Storms and other severe weather events can cause both public health and economic problems for communities and municipalities. Many severe events can result in fatalities, injuries, and property damage, and preventing such outcomes to the extent possible is a key concern. In this report,we explored the data from the U.S. National Oceanic and Atmospheric Administration's (NOAA) storm database. The events in the database start in the year 1950 and end in November 2011. Among 985 major storms and weather events, tornados are most harmful to population health and flood have the greatest economic consequences across the US.
First of all, I loaded several packages and read the data from the CSV file
data = read.csv(bzfile("repdata-data-StormData.csv.bz2", "r"))
And prepared the data for analysis. We made a function to compute property damage in thousand dollars from 2 variables(PROPDMG and PROPDMGEXP/CROPDMG and CROPDMGEXP).
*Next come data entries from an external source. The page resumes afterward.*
PR #1388, opened 2025-07-30
Add support for DPoP

martinml:
### Changes

> [!IMPORTANT]
> This PR is only the first part of the whole DPoP feature. The second PR is #1400.
> 
> Because of this, **please do not make a new release until both PRs are merged**.

This PR adds support for DPoP. It includes:

- Key generation and secure storage.
- Authorization code binding (i.e. `dpop_jkt` parameter).
- Access token request binding (i.e. `DPoP` header).
- Automatic nonce management and retries for Auth0 flows.

It does NOT include:
- Docs for the DPoP feature.
- A way of using DPoP with external, custom APIs.

Both of these ☝️ will be added in #1400, for an easier review.

ℹ️ Notes to understand some changes:

- Since some changes to core code were made (i.e. header parsing and `token_type` property in cache), some apparently unrelated tests had to be adapted.
- Since the `dpop` package has some syntax that is too new for the current Jest configuration, transpilation had to be explicitely enabled for it:
    - The `ts-jest` preset was changed to `ts-jest/presets/js-with-ts`.
    - `allowJs` was enabled.
    - `dpop` was added to `transformIgnorePatterns`.
- I added `fake-indexeddb` for testing, which needs a `structuredClone` implementation in `jsdom` but current version doesn't include it, so we use the Node implementation instead.
- `ES2019.Object`, `DOM` and `DOM.Iterable` were added to the TS `lib`s so Fetch API's `Headers` interface can be used. This will not change the resulting code, just the types available when type-checking.

### Testing

### Checklist


__tests__/dpop/storage.test.ts
```diff
@@ -0,0 +1,241 @@
...
+      it('does not create handle', () =>
+        expect(storage['createDbHandle']).not.toHaveBeenCalled());
+    });
+
+    describe('otherwise', () => {
+      beforeEach(() => {
+        storage['dbHandle'] = undefined;
+      });
+
+      beforeEach(() => storage['getDbHandle']());
```
Widcket, line 66: Are multiple `beforeEach` calls needed? Seems to be a common pattern across the tests.

Widcket: Also seems like the "act" part of arrange-act-assert is being done in a `beforeEach`.

martinml: > Are multiple `beforeEach` calls needed?

Not really needed, no; it's just a convention for organization: the first `beforeEach` is for the "arrange" part and the second one for the "act". They could be merged together, the result is identical.

> Also seems like the "act" part of arrange-act-assert is being done in a `beforeEach`.

Correct! I find that this pattern naturally leads to writing tests that don't interfere with each other (of which there are several in `auth0-spa-js` 😓).

Also, when you need to do more than one `it()`, you don't need to repeat the "act" part for each one.

Alternatively, if you were to put the "act" directly inside a `describe()`:
1. Unexpected exceptions would be difficult to track down due to how Jest reports them. They would also "silence" any other successful tests.
2. It would be executed immediately upon loading the suite, which would make using `describe.only()`/`describe.skip()` more difficult.

src/dpop/dpop.ts
```diff
@@ -0,0 +1,56 @@
...
+  public setNonce(nonce: string, id?: string): Promise<void> {
+    return this.storage.setNonce(nonce, id);
+  }
+
+  protected async getOrGenerateKeyPair(): Promise<dpopUtils.KeyPair> {
+    let keyPair = await this.storage.findKeyPair();
+
+    if (!keyPair) {
+      keyPair = await dpopUtils.generateKeyPair();
+      this.storage.setKeyPair(keyPair);
```
Widcket: Doesn't this need to be awaited?

martinml: Agh 100% it does, good catch! Fixed.

src/utils.ts
```diff
@@ -246,3 +246,18 @@ export const parseNumber = (value: any): number | undefined => {
   }
   return parseInt(value, 10) || undefined;
 };
+
+/**
+ * Ponyfill for `Object.fromEntries()`, which is not available until ES2020.
```
Widcket, line 251:
```suggestion
 * Polyfill for `Object.fromEntries()`, which is not available until ES2020.
```

src/Auth0Client.ts
```diff
@@ -1211,6 +1230,64 @@ export class Auth0Client {
...
+   *              select a specific non-Auth0 nonce.
+   */
+  public getDpopNonce(id?: string): Promise<string | undefined> {
+    this._assertDpop(this.dpop);
+
+    return this.dpop.getNonce(id);
+  }
+
+  /**
+   * Gets the current DPoP nonce used for making requests to Auth0.
```
Widcket:
```suggestion
   * Sets the current DPoP nonce used for making requests to Auth0.
```

src/dpop/storage.ts
```diff
@@ -0,0 +1,134 @@
...
+  public setKeyPair(keyPair: KeyPair): Promise<void> {
+    return this.save(TABLES.KEYPAIR, this.buildKey(), keyPair);
+  }
+
+  protected async save(
+    table: Table,
+    key: IDBValidKey,
+    obj: unknown
+  ): Promise<void> {
+    await this.executeDbRequest(table, 'readwrite', table =>
```
Widcket: Since this method returns a promise, does it need the `await` (and thus be marked as `async`)?

src/utils.ts
martinml: I also find the naming weird, but [it is apparently correct](https://ponyfoo.com/articles/polyfills-or-ponyfills) 😄

src/dpop/storage.ts
martinml: The code is correct although it definitely falls a bit short in showing the intention.

The idea here is that I want `save()` to return `Promise<void>` but `executeDbRequest()` returns `Promise<IDBValidKey>`, so I have to "discard" that return type somehow. Otherwise: `Type 'IDBValidKey' is not assignable to type 'void'.`

So one option is doing what I did. Another would be removing the `async` keyword and then doing `return this.executeDbRequest(...).then(() => {})`, but that feels awkward.

A different approach would be keeping the `async` keyword but then `void` the result: `return void this.executeDbRequest(...)`, which might show the original intention a little better.

Or I can just add a comment 😄 

Any preference from those?

src/Auth0Client.ts
martinml: Fixed!

src/dpop/storage.ts
Widcket: > A different approach would be keeping the async keyword but then void the result: return void this.executeDbRequest(...), which might show the original intention a little better.

Agreed.

martinml: Fixed!

Widcket:
@martinml CI is failing

Widcket (approved):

And then we made two variables(PROPTotal and CROPTotal) using this function.
totalDMG = function(DMG, EXP) {
total = ifelse(toupper(EXP) == "B", DMG * (10^6), ifelse(toupper(EXP) ==
"M", DMG * (10^3), ifelse(toupper(EXP) == "K", DMG, ifelse(toupper(EXP) ==
"H", DMG/10, DMG/1000))))
return(total)
}
data$PROPTotal = totalDMG(data$PROPDMG, data$PROPDMGEXP)
data$CROPTotal = totalDMG(data$CROPDMG, data$CROPDMGEXP)
Next, we compute the sum of fatalities, injuries, total property damages and total crop damages according to the event type.
library(lattice)
library(reshape)
result = tapply(data$FATALITIES, data$EVTYPE, sum)
result2 = tapply(data$INJURIES, data$EVTYPE, sum)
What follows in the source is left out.